*The problem*
The answer must consist of each line below that contains the string "passed".

*Stored data entries*

Issue #568, opened 2022-10-25
Need to make getters available


bnmajor:
We should expose the getter functions to users so that they can access the information that they may need. Currently progress on this is barred by two issues, the first of which being the major barrier:

- (Highest Priority) For some reason we currently get stuck with awaiting the results. Calling the [ImJoyPluginAPI](https://github.com/Kitware/itk-vtk-viewer/blob/master/src/ImJoyPluginAPI.js) we can see that the value is retrieved, but for some reason the `<FuturePromise pending>` never resolves when we `await` it. Can be reproduced with the following:
```
from imjoy_rpc import api
import imageio.v2 as imageio

image = imageio.imread("https://data.kitware.com/api/v1/file/5b843d468d777f43cc8d4f6b/download/engine.nrrd")

class ImJoyPlugin():
    async def setup(self):
        pass

    async def run(self, ctx):
        # create a viewer
        viewer = await api.createWindow(src="https://bafybeicuvbx4cfp3zgo25j376bmmysh73a2ui5dbapuwqtmjcvcaipmpbi.on.fleek.co/")
        # show an image
        viewer.setImage(image)

    async def getUICollapsed(self):
        return await self.viewer.getUICollapsed()

viewer = ImJoyPlugin()
api.export(viewer)
await viewer.getUICollapsed()
```
- (Useful but lower priority) To handle the case of "Run All" we need to think about how to handle calls to these getters so that they don't produce errors that interrupt the notebook. Some ideas:
  - Use the background thread like we do with the setters. In this case we would need to rethink the current approach a little to make sure we get the result back. We'd also need a way to associate the result with the correct cell. Would also need a "placeholder" for the returned value to indicate that it hasn't yet returned even though the cell has "completed". Less than ideal.
  - Try to move the rpc to the background thread so that cells can block while they wait for results.

bnmajor:
Linking [this discussion](https://github.com/imjoy-team/imjoy-rpc/issues/449) here to keep this issue updated.

thewtex:
Related:

- https://github.com/Kirill888/jupyter-ui-poll
- https://github.com/kafonek/ipython_blocking

bnmajor:
Fixed in #587 and improved in #702. Closing.

PR #587, opened 2022-12-14
Add support for getters

bnmajor:
-- WIP --

Guided by the items discussed in #568 this branch attempts to add support for getter functions. Adapting approaches in the [ipython_blocking](https://github.com/kafonek/ipython_blocking) and [jupyter-ui-poll](https://github.com/Kirill888/jupyter-ui-poll) libraries the general approach is to:

- Temporarily overwrite execute_request handler in IPython in order to collect and queue requests
- Once the viewer is created the background thread calls `execute_next_request` to start the cycle of processing the remaining cells
- Pop requests off one at a time and inspect for getters
  - If getters are found we create a future and attach a callback that sets the result once it is received. Once all results have resolved the cell is re-run so that it may return the results.
  - If no getters are found the request is just run as usual

Issues:
- Currently the user namespace is not being updated when the cell is re-run properly so cell output is always wrong


itkwidgets/viewer.py
```diff
@@ -227,42 +255,107 @@ def set_image(self, image: Image):
...
+        elif self.results['getImageGradientOpacityScale'].done():
+            return self.results.pop('getImageGradientOpacityScale').result()
 
     def set_image_interpolation_enabled(self, enabled: bool):
         self.queue_request('setImageInterpolationEnabled', enabled)
+    def get_image_interpolation_enabled(self):
+        if 'getImageInterpolationEnabled' not in self.results:
+            self.call_getter('getImageInterpolationEnabled')
+        elif self.results['getImageInterpolationEnabled'].done():
+            return self.results.pop('getImageInterpolationEnabled').result()
```
thewtex, line 326: Can we put this sequence of calls in a decorator?

bnmajor: Yup, updated!

bnmajor:
This approach is making progress but is still a bit naive and has a lot of additional cases/needs to take into account. Starting a list here of key concerns and shortcomings so that they are addressed as this moves forward:

- [ ] We are currently running getters twice - once before and once during cell execution. This approach needs to be re-thought as there are plenty of use cases where this would not return the correct value. ex:
- [ ]

bnmajor:
This approach is making progress but is still a bit naive and has a lot of additional cases/needs to take into account. Starting a list here of key concerns and shortcomings so that they are addressed as this moves forward:

- [ ] We are currently running getters twice - once before and once during cell execution. This approach needs to be re-thought as there are plenty of use cases where this would not return the correct value. ex:
```
print(viewer.get_axes_enabled()) # False by default
viewer.set_axes_enabled(True)
print(viewer.get_axes_enabled()) # Should be True, will return False
```
- [ ] Currently using regex to identify getters. There are plenty of cases where a getter or setter may not be called directly so this is not a viable approach.
- [ ] Need to confirm that none of the approaches that we settle on inadvertently affect the notebook history or output

thewtex:
Todos

- Multiple viewers
- Test notebook: 1) set, get, throws exceptions
- Intercept getters during execution instead of after

which should help with all three points above.

-> merge

Create another issue as needed for setting cell output with a getter output.

thewtex:
@bnmajor this timeout only occurs when the tests are executed through nbmake?

@alex-treebeard are notebook events processed in a different way when executed through nbmake?

thewtex:
@alex-treebeard suggested that there may be a to resolve via the way nbmake uses [nbclient](https://nbclient.readthedocs.io/en/latest/reference/nbclient.html).

bnmajor:
@thewtex So it seems like the `nbmake` issue is not actually with the getters/setters but with the fact that in testing the itk-viewer is never actually created (so any cells with getters/setters timeout waiting for it to be created before being run). If I use the  `--overwrite` flag to see the results produced from testing there is no embedded screenshot which seems to back-up this theory....

thewtex:
@bnmajor oh, good catch! :bulb: 

[Indeed](https://nbclient.readthedocs.io/en/latest/client.html?highlight=browser#widget-state)

> This widget rendering is not performed against a browser during execution

@oeway any ideas / suggestions / pointers to have ImJoy talk to a headless chromium browser?

alex-treebeard:
@thewtex been doing a bit of reading around widgets. Is it necessary to load the browser in order to initialise the ITK widget?

What needs to run in order to unblock the getters from executing against an initialised viewer object?

thewtex:
@alex-treebeard 

> Is it necessary to load the browser in order to initialise the ITK widget?

It is not necessary to import the Python code, run it. However, a browser is necessary for the graphical context and JavaScript environment to perform renderings and work with the client-side widget state.

> What needs to run in order to unblock the getters from executing against an initialised viewer object?

One way or another, we need to be talking to, e.g., Chrome / Electron in Headless Mode, when running in nbmake / nbclient.

alex-treebeard:
@thewtex have you checked out [galata](https://github.com/jupyterlab/jupyterlab/tree/master/galata)?

It's possible to stand up a jupyter lab instance in a test environment, then we could potentially run nbmake against its kernel.

thewtex:
@alex-treebeard great idea!!

Yes, we could use a version of `nb_run.py` that uses galata and something along the lines of:

https://github.com/jupyterlab/jupyterlab/blob/2250b956294558de58a99e4a26286270654eb416/galata/test/galata/notebook.spec.ts#L91-L115

thewtex:
Let's merge this, then, in separate PR's

- Document getters limitations in sphinx
- Address the JS testing issues

thewtex (approved):

thewtex (approved):

PR #589, opened 2022-12-22
Cli

thewtex:


thewtex:
@bnmajor this is scratch WIP, related:

- [hypha](https://github.com/imjoy-team/hypha)
- [imjoy-rpc hypha](https://github.com/imjoy-team/imjoy-rpc/tree/master/javascript/src/hypha) support

CC @oeway

thewtex:
@bnmajor could latest updates please be pushed?

bnmajor:
> @bnmajor could latest updates please be pushed?

@thewtex Updated!

thewtex:
@bnmajor @oeway starting with hypha server infra.

@bnmajor initialization, `await`'s, etc. needs tweaks?

Needs to be run with https://github.com/amun-ai/hypha/pull/432

oeway:
@thewtex https://github.com/amun-ai/hypha/pull/432 is merged now, docs here: https://ha.amun.ai/#/getting-started?id=serve-static-files

thewtex:
@oeway thank you!!

thewtex:
@oeway in the latest push, I am getting the errors in the command line console:

```
ERROR:asyncio:FuturePromise exception was never retrieved
future: <FuturePromise finished exception=Exception('Failed to get session store hosHnGWDuRUhAKD6djMqmo.PxPE2ynCb6vFYX9iXZBGEH')>
Exception: Failed to get session store hosHnGWDuRUhAKD6djMqmo.PxPE2ynCb6vFYX9iXZBGEH
```

why is this and what does it mean?

oeway:
It might because of the local proxy was removed when you call a certain function. I just tried your cli branch, the following worked:
```python
    ....
    await poll_for_services(server)
    print('services found')
    
    services = await server.list_services()
    service = [s for s in services if s["name"] == "itkwidgets_client"][0]
    itk_viewer = await server.get_service(service)
    image = itk.imread(data)
    await itk_viewer.setImage(np.array(image))
```
I can see the image get loaded in the opened browser tab.

I saw you have some polling functions in the cli.py, maybe a better way to implement it is to register a service in Python, e.g. a image zarr store provider service. We register it before we trigger the browser, when browser is loaded, the viewer use the workspace/token to get the zarr store from the service. Something like this:
```
await server.register_service({
      "name": "ItkwidgetsFileLoader",
      "id": "itkwidgets-file-loader",
      "description": "Load a file from the server",
      "config": {
          "visibility": "protected"
      },
      "load_file": load_file
})
```

In the itk-vtk-viewer, we can get the service and load the remote zarr store.

Another advantage is we can have multiple viewer window open at the same time. 

We can support collaborative visualisation too, since the server service can push viewer parameters to the viewer clients.

itkwidgets/standalone/index.html
```diff
@@ -0,0 +1,98 @@
...
+      const remoteService = await server.getService(`${remoteID}:itkwidgets-input-obj`);
+      const data = await remoteService.inputObject();
+      const viewer = await itkVtkViewer.createViewer(container, data.data);
+      await server.registerService({
+        name: "itk_vtk_viewer",
+        id: "itk-vtk-viewer",
+        description: "Retrieve the itk-vtk-viewer object",
+        config: {
+          visibility: "protected",
+          requireContext: false,
```
oeway, line 75:
```suggestion
          require_context: false,
```

itkwidgets/standalone/index.html
```diff
@@ -0,0 +1,98 @@
...
+          runInExecutor: false,
```
oeway, line 76:
```suggestion
          run_in_executor: false,
```

These config are in snake_case: https://github.com/imjoy-team/imjoy-rpc/blob/43c48a13840107f6a5c3964b8f0f062159964c83/javascript/src/hypha/rpc.js#L405-L410

bnmajor: Fixed, thank you!!

bnmajor:
@thewtex @oeway Thank you both for all of your help understanding what we actually need here!

This branch has been updated to register services for communication between the client and server rather than registering a plugin and seems to work well for now! There is basic arg support for some of the args the [createViewer](https://github.com/Kitware/itk-vtk-viewer/blob/master/src/createViewer.js#L29-L41) expects and can be expanded to add support for all of the other kwargs that `view` [currently accepts](https://github.com/InsightSoftwareConsortium/itkwidgets/blob/main/itkwidgets/viewer.py#L365-L470). It is still hard-coded to handle images using `itk.imread` and does not currently handle `point_set` files though. Before doing too much here though I thought it might be good to discuss best options for how to handle all the possible file inputs.

Additionally there is a convenience function now, `standalone_viewer`, which can be used to retrieve the `itk-vtk-viewer` object when a viewer has been created and served. Right now it just expects the full URL which is then parsed to use the workspace and token to connect to the server before using the service to get the viewer. The easiest way to use this is by starting `IPython` from the command line:

```
In [1]: from itkwidgets import standalone_viewer
In [2]: url = "http://127.0.0.1:37480/itkwidgets/index.html?workspace={...}&token={...}"
In [3]: viewer = await standalone_viewer(url)
In [4]: await viewer.setRotateEnabled(True)
```

This is achievable through the Python REPL as well but it is a bit more complicated:
```
>>> from itkwidgets import standalone_viewer
>>> import asyncio
>>> async def start_rotate(loop, url):
...     viewer = await standalone_viewer(url)
...     await viewer.setRotateEnabled(True)
>>> url = "http://127.0.0.1:37480/itkwidgets/index.html?workspace={...}&token={...}"
>>> loop = asyncio.new_event_loop()
>>> future = loop.create_task(start_rotate(loop, url))
>>> loop.run_until_complete(future)

```

oeway:
FYI: i recently added “startup function” support which might be useful for this cli. Not sure how well it will fit the cli case though: https://ha.amun.ai/#/?id=custom-initialization-and-service-integration-with-hypha-server

oeway:
Hi @bnmajor I added a synchronous wrapper for imjoy-rpc with hypha server: https://github.com/imjoy-team/imjoy-rpc/pull/546 (It works by running the event loop in a separate thread)
This might improve how the user use the itkwidgets cli since they won't need to use `async/await`. Let me know if it works for you.

bnmajor:
> FYI: i recently added “startup function” support which might be useful for this cli. Not sure how well it will fit the cli case though: https://ha.amun.ai/#/?id=custom-initialization-and-service-integration-with-hypha-server

@oeway I did look into using this approach, but it seems that the server object that is returned has no `register_codec` function - is this intentional?

oeway:
> @oeway I did look into using this approach, but it seems that the server object that is returned has no `register_codec` function - is this intentional?

Have you tried the latest version, it should work:
```python
>>> from imjoy_rpc.hypha import connect_to_server_sync
>>> server = connect_to_server_sync({"server_url": "https://ai.imjoy.io"})
>>> server.register_codec
<bound method RPC.register_codec of <imjoy_rpc.hypha.rpc.RPC object at 0x7fc248082520>>
```

oeway:
BTW, I just added webrtc support for imjoy-rpc: https://github.com/imjoy-team/imjoy-rpc/pull/547
This might be interesting for you too, it enables peer-to-peer connection between hypha clients, you can use our public server for signaling, the the rest will be p2p. We are setting up a STUN/TURN server for complicated firewall too. The plan is to support streaming microscope images and control it with hypha. It will be interesting for itkwidgets to enable remote rendering too!

bnmajor:
> > @oeway I did look into using this approach, but it seems that the server object that is returned has no `register_codec` function - is this intentional?
> 
> Have you tried the latest version, it should work:
> 
> ```python
> >>> from imjoy_rpc.hypha import connect_to_server_sync
> >>> server = connect_to_server_sync({"server_url": "https://ai.imjoy.io"})
> >>> server.register_codec
> <bound method RPC.register_codec of <imjoy_rpc.hypha.rpc.RPC object at 0x7fc248082520>>
> ```

Thanks @oeway! That is great to know. What I am actually referring to is the `server` object that is passed into the startup function:
```
with subprocess.Popen([
    sys.executable, "-m", "hypha.server",
    f"--host={SERVER_HOST}", f"--port={PORT}",
    "--static-mounts", f"/itkwidgets:{viewer_mount_dir}",
    "--startup-functions=itkwidgets.standalone_server:start_viewer"
], env=hypha_server_env)

...

async def start_viewer(server):
    register_itkwasm_imjoy_codecs_cli(server)

...

File "/home/local/KHQ/brianna.major/itkwidgets/itkwidgets/imjoy.py", line 53, in register_itkwasm_imjoy_codecs_cli
    server.register_codec({'name': 'itkwasm-image', 'type': itkwasm.Image, 'encoder': encode_itkwasm_image})
TypeError: 'NoneType' object is not callable
```

oeway:
> register_codec

@bnmajor Oh, I see, sorry for the confusion. I have fixed it now in `hypha>=0.15.27`: https://github.com/amun-ai/hypha/pull/472

bnmajor:
> > What I am actually referring to is the server object that is passed into the startup function
> 
> @bnmajor Oh, I see, sorry for the confusion. I have fixed it now in `hypha>=0.15.27`: [amun-ai/hypha#472](https://github.com/amun-ai/hypha/pull/472)

Thanks! Unfortunately I'm still seeing the same issue... I'm using hypha 0.15.27 and imjoy-rpc 0.5.31.

oeway:
> > @bnmajor Oh, I see, sorry for the confusion. I have fixed it now in `hypha>=0.15.27`: [amun-ai/hypha#472](https://github.com/amun-ai/hypha/pull/472)
> 
> Thanks! Unfortunately I'm still seeing the same issue... I'm using hypha 0.15.27 and imjoy-rpc 0.5.31.

Hi, sorry, missed [another place](https://github.com/amun-ai/hypha/pull/473/files#diff-f4bec7b32a68fc98f1493ec0e60a496d3780fb44115ec772d02add8e5b3f686dR890-R892) which requires change, now added as a [test case](https://github.com/amun-ai/hypha/pull/473/files#diff-8671705963f63b1364b9b55aa5fe9bc04fadf3de047049170697036f82421665R527-R531). 
It should work with hypha>=0.15.28 (available soon).

itkwidgets/standalone/config.py
```diff
@@ -0,0 +1,6 @@
+from pathlib import Path
+
+SERVER_PORT = 37480
```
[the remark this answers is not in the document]
bnmajor: Yup, fixed!

pyproject.toml
```diff
@@ -37,7 +37,7 @@ keywords = [
 requires-python = ">=3.7"
```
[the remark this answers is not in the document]
bnmajor: Done :+1:

itkwidgets/__init__.py
```diff
@@ -7,3 +15,7 @@
   "view",
   "compare_images",
 ]
+
+if ENVIRONMENT is not Env.JUPYTERLITE:
+  from .standalone_server import standalone_viewer
+  __all__.append("standalone_viewer")
```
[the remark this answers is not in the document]
bnmajor: Moved to `urllib3` for now

itkwidgets/standalone_server.py
```diff
@@ -0,0 +1,340 @@
...
+                if response.ok:
+                    break
+            except RequestException:
+                pass
+            timeout -= 0.1
+            time.sleep(0.1)
+
+        loop.create_task(start_viewer(server_url))
+        loop.run_forever()
+        time.sleep(30)
```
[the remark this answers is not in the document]
bnmajor: Done

itkwidgets/standalone_server.py
```diff
@@ -0,0 +1,340 @@
...
+    hypha_server_env = os.environ.copy()
+
+    server_url = f"http://{SERVER_HOST}:{SERVER_PORT}"
+    viewer_mount_dir = str(Path(VIEWER_HTML).parent)
+
+    with subprocess.Popen(
+        [sys.executable, "-m", "hypha.server", f"--host={SERVER_HOST}",
+         f"--port={SERVER_PORT}", "--static-mounts",
+         f"/itkwidgets:{viewer_mount_dir}"],
+        env=hypha_server_env,
```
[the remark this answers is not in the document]
bnmajor: Changed

bnmajor:
> Hi, sorry, missed [another place](https://github.com/amun-ai/hypha/pull/473/files#diff-f4bec7b32a68fc98f1493ec0e60a496d3780fb44115ec772d02add8e5b3f686dR890-R892) which requires change, now added as a [test case](https://github.com/amun-ai/hypha/pull/473/files#diff-8671705963f63b1364b9b55aa5fe9bc04fadf3de047049170697036f82421665R527-R531). It should work with hypha>=0.15.28 (available soon).

Thanks for all of the updates and fixes! Unfortunately in testing out the functionality a bit more I think that this may not be the move for our use case. We are using the services to trigger the next steps in the pipeline server-side, and this requires sharing some global state variables. Using the the startup function creates a new instance of the module so this global state is not available. If I am maybe missing something here please let me know though!

bnmajor:
@thewtex This PR currently:
- Is started with the cli entry point: `itkwidgets --image {...} {...optional args}`
- Can accept a `--verbose` flag to output stdout to the terminal again, otherwise output is surpressed
- Can accept a `--repl` flag which will automatically start an interactive REPL session
  - This session makes the `viewer` object available and this is explained in the banner created with the session
- The issue mentioned above regarding setting the label image seems to be the same issue described [before] (https://github.com/InsightSoftwareConsortium/itkwidgets/pull/589#issuecomment-1586218575). This issue happens at the same place (in [updateRenderedImage](https://github.com/Kitware/itk-vtk-viewer/blob/400d12a88f30b19eb2552c753676548976b5bf28/src/Rendering/VTKJS/Images/updateRenderedImage.js#L56-L152)) and only for [setImage](https://github.com/Kitware/itk-vtk-viewer/blob/master/src/createViewer.js#L692-L708) and [setLabelImage](https://github.com/Kitware/itk-vtk-viewer/blob/master/src/createViewer.js#L874-L897) where we queue the functions. Creating and calling a simple asynchronous function succeeds.

oeway:
> Thanks for all of the updates and fixes! Unfortunately in testing out the functionality a bit more I think that this may not be the move for our use case. We are using the services to trigger the next steps in the pipeline server-side, and this requires sharing some global state variables. Using the the startup function creates a new instance of the module so this global state is not available. If I am maybe missing something here please let me know though!

I see, then I think you are right, startup functions won't work in this case.

itkwidgets/standalone_server.py
```diff
@@ -0,0 +1,387 @@
...
+            viewer = view(itk_viewer=svc.viewer())
+            banner = f"""
+                Welcome to the itkwidgets command line tool! Press CTRL+D or
+                run `exit()` to terminate the REPL session. Use the `viewer`
+                object to manipulate the viewer.
+            """
+            exitmsg = "Exiting REPL. Press CTRL+C to teminate CLI tool."
+            code.interact(banner=banner, local={"viewer": viewer}, exitmsg=exitmsg)
+
+
```
thewtex, line 196: Can we also add:

```
if __name__ == "__main__":
    cli_entrypoint()
```

?

bnmajor: Sure! But should this be
```
if __name__ == "__main__":
  cli_entrypoint()
```
instead so that we still parse any flags?

bnmajor:
@thewtex The bug that we discussed where we cannot load a label image still exists but it is not obvious why... Thanks to @PaulHax we know that the exact issue is that `getItem` is failing for some reason ([here](https://github.com/Kitware/itk-vtk-viewer/blob/master/src/IO/ZarrStoreParser.js#L17)). What I know so far:

- If we pass the image and label data to the [client](https://github.com/InsightSoftwareConsortium/itkwidgets/pull/589/files#diff-7a4094cc4d3b062720abae240c3de24427a008da277ddc7823e76bd162ddf309R66-R67) via the [inputObject service function](https://github.com/InsightSoftwareConsortium/itkwidgets/pull/589/files#diff-221980ade0acb35265916827c4678d1ea5dafef99358abc1e6ad6dbc4a1b1f18R111-R123) and then we pass in all of the data *without* the label image we can call `await viewer.setLabelImage` right after `viewer` resolves and it works.
- If we try to call `viewer.set_label_image` (the wrapper for the client-side `viewer.setLabelImage` function) from the Python REPL session it fails at `getItem`.
- If we create a client-side service function that calls `viewer.setLabelImage` and pass it the image after it is loaded from the Python REPL session it fails at `getItem`.
- All approaches are taking the same path on the server-side to pass the same multiscale zarr store to the client.
- The only other difference I can see between the successful and failed approaches is that it appears that any time the client is in charge of requesting the data we have no issues, but any time that the server sends the data without a client request it fails. This makes me think maybe there is a codec issue? But if so shouldn't we see the same issue in the notebooks where we register the same codecs and pass the data from the server in the same manner?

itkwidgets/standalone_server.py
thewtex: yes :-)

thewtex:
@bnmajor great work debugging.

Another debugging session with @PaulHax , a few more interesting points:

- We confirmed that `getItem` is not returning on the JavaScript size, but only with the array chunks -- it succeeds for .zattrs and .zarray.
- We tried a few more approaches, and we confirmed your observation that it succeeds only when pulling from the JavaScript side. The call flow: `set_label_image` passes a remote zarr `store` on which the JS side will make remote procedure calls before completing do not succeed.

It appears that there is some issue with our syncified Python RPC that requires JS RPC calls before returning?

In any case, is there a workaround that we can use to behave like the initial input data objects, pulling client-side?

oeway:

*Output for this exercise*
Thanks @oeway! That is great to know. What I am actually referring to is the `server` object that is passed into the startup function:
> > What I am actually referring to is the server object that is passed into the startup function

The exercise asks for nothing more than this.